What kind of combinatorial problem is this? Is there a theory from which the following problem comes? Does this type of problem have a name?
Find the largest possible number of $k$-element sets consisting of points from some finite set and have pairwise singleton or empty intersections.
I hope that was clear. If not, here's an example for $k=3$:
Let the set of points be $S=\{1,2,3,4,5,6\}$. The most 3-element sets (with pairwise singleton or empty intersections) that can be constructed from $S$ is 4, such as $\{456,236,124,135\}$.
I made a table for $|S|=3,4,5,6,7,8,9$ and got $1,1,2,4,7,8,12$, respectively, hoping I could dig up some information from OEIS.
I read a little on Steiner systems, and although it feels like I'm in the neighborhood, I'm not confident...
Edit1: typos. 
Edit2: Johnson graphs and (for $k=3$) Steiner Triple Systems (STS) seem close to what I'm looking for. The condition of "pairwise singleton or empty intersections" is equivalent to "every 2-subset of S occurs in at most one $k$-element set". STS require that every 2-subset of S occurs in exactly one $3$-element set".
Edit3: Thank you to everyone who replied! All of your comments helped me push through a barrier I was facing for some time. 
 A: You exactly want to determine the clique number of the generalized Kneser graph $KG_{n,k,s}$ for $s=1$, which is the graph having all the $k$-element subsets as its $\binom{n}{k}$ vertices, where any two vertices are connected if and only if their cut contains at most $s$ elements. Thus, a maximum clique of $KG_{n,k,1}$ is a maximum selection of $k$-element subsets such that all their pairwise cuts are singleton or emtpy. The size of such a maximum clique is the clique number $\omega(KG_{n,k,s})$.
Googling around a bit, I could not find an exact expression therefore.
However, this states that $\omega(KG_{n,k,0}) = \lfloor \frac n k \rfloor$. Since for $s > 0$ edges are never removed, this also gives a lower bound on $\omega(KG_{n,k,s})$ for any $s \geq 0$, thus, $\omega(KG_{n,k,1}) \geq \lfloor \frac n k \rfloor$. But this bound seems rather weak, since it does not respect any singleton edges at all. For your example above we get 1,1,1,2,2,2,3 as lower bounds on 1,1,2,4,7,7,12.
Further, here is an expression for the chromatic number $\chi(KG_{n,k,1})$, which gives an upper bound on the clique number, since $\chi(G) \geq \omega(G)$ for any graph $G$, where for perfect graphs equality holds. For $n$ written as $n = (k-1) s + r$ for some $0 \leq r < k-1$ and large enough $n > n_0(k)$, the bound is given as $\chi(KG_{n,k,1}) = (k-1)\binom{s}{2} + rs \geq \omega(KG_{n,k,1})$. Ignoring any details on $n_0(k)$, since I have no access to the paper, this gives 1,2,4,6,9,12,16 as upper bounds on 1,1,2,4,7,7,12, which seems to approximate quite well.
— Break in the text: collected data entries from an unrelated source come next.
PR #190, opened 2017-06-14
Clear istringstream before reuse

andriymoroz-mlnx:


syncd/syncd.cpp
```diff
@@ -1715,6 +1715,7 @@ void handlePortMap(const std::string& portMapFile)
         std::string name, lanes, alias;
         iss >> name >> lanes >> alias;
 
+        iss.clear();
```
stcheng: shall this line after the `iss.str(lanes);`? btw, is it okay to use `tokenize()` function?

andriymoroz: I didn't try other options just used the shortest fix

Perhaps one of the proofs behind the above results can be adopted to the clique number of $KG_{n,k,1}$?
edit: I just realized that you even want to find a maximum clique - well, that is computationally very hard in general, but perhaps things get easier for $KG_{n,k,1}$?
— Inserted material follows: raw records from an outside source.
PR #191, opened 2017-06-16
Add sleep on syncd crash to keep data plane active

kcudnik:


syncd/syncd.cpp
```diff
@@ -67,7 +68,19 @@ void exit_and_notify(int status)
         SWSS_LOG_ERROR("Unknown runtime error");
     }
 
-    exit(status);
+    if (options.disableCrashSleep)
+    {
+        exit(status);
+    }
+
+    SWSS_LOG_WARN("syncd crashed, but will sleep forever to keep data plane active");
```
qiluo-msft: >crashed [](start = 25, length = 7)

technically syncd is not crashed, nearly crashed.

stcheng: 💀

stcheng:
build failed.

A: A family of subsets of some finite set is a hypergraph; the subsets themselves are the edges (or hyperedges) of the hypergraph.  If all the edges have size $k$, then the hypergraph is k-uniform.  (For instance, a $2$-uniform hypergraph is just an ordinary undirected graph.)  If no pair of edges has more than one point in common, the hypergraph is called linear.  So your question can be reframed as:

What is the maximal number of edges in a $k$-uniform linear hypergraph on $n$ vertices?

A: If you're interested in the asymptotic situation instead of what happens for specific $|S|$, then this has been studied a fair bit under the name of packing problems.  More generally, we can ask the question of the size of the largest collection of $k$-element subsets of $\{1, \dots, n\}$ such that each pair of subsets has intersection of size strictly less than $r$.  
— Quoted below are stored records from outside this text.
PR #192, opened 2017-06-16
Add support for logrotate in sairedis

kcudnik:


lib/src/sai_redis_record.cpp
```diff
@@ -22,10 +22,34 @@ std::string getTimestamp()
...
 // recording needs to be enabled explicitly
 volatile bool g_record = false;
+volatile bool g_logrotate = false;
 
 std::ofstream recording;
 std::mutex g_recordMutex;
 
+std::string recfile = "dummy.rec";
+
+void logRotate()
```
qiluo-msft: >logRotate [](start = 5, length = 9)

'Rotate' here is misleading. It just releases and fetches the file handle.

lib/src/sai_redis_record.cpp
```diff
@@ -22,10 +22,34 @@ std::string getTimestamp()
...
+
+    recording.close();
+
+    /*
+     * On log rotate we will use the same file name, we are assuming that
+     * logrotate deamon move filename to filename.1 and we will create new
+     * empty file here.
+     */
+
+    recording.open(recfile);
```
qiluo-msft: >open [](start = 14, length = 4)

For performance concern, refer [https://stackoverflow.com/a/164770/2514803](https://stackoverflow.com/a/164770/2514803). Just FYI.

lib/src/sai_redis_record.cpp
kcudnik: can you suggest other name ?

qiluo-msft: How about 'logShift‘？

kcudnik: sure

lib/src/sai_redis_record.cpp
lguohan: this is periodically, perhaps once per several hours. not sure about the performance concern here.

lib/src/sai_redis_record.cpp
lguohan: logfileRelease

lguohan: or logfileReopen

kcudnik: done

qiluo-msft:
Just throw the question without a quick solution: Is it possible not to add new sairedis interface and be transparent to application?

lguohan:
the interface is provided to send reopen the log file, need an api to do it.

lguohan:
:shipit:

kcudnik:
i think thats the point to have our specific apis that can influence sairedis over standard sai interface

Since each $k$-element subset contains $\binom{k}{r}$ $r$-element subsets, and each $r$ element subset is in at most $1$ $k$-element subset, we can pick at most 
$$\frac{\binom{n}{r}}{\binom{k}{r}}$$ subsets in our collection.  
Erdos and Hanani conjectured in 1963 that this was asymptotically optimal: For fixed $k$ and $r$, as $n$ tends to infinity, there is a collection of size $(1+o(1))$ times the bound above (for the specific case $r=2$ that you mentioned, this was conjectured earlier by Bose).  The conjecture remained open for more than $20$ years until Rodl introduced his so-called "nibble method" to prove it ("On a Packing and Covering Problem", not available online as far as I can tell).  
Another term you might want to search under is partial Steiner systems.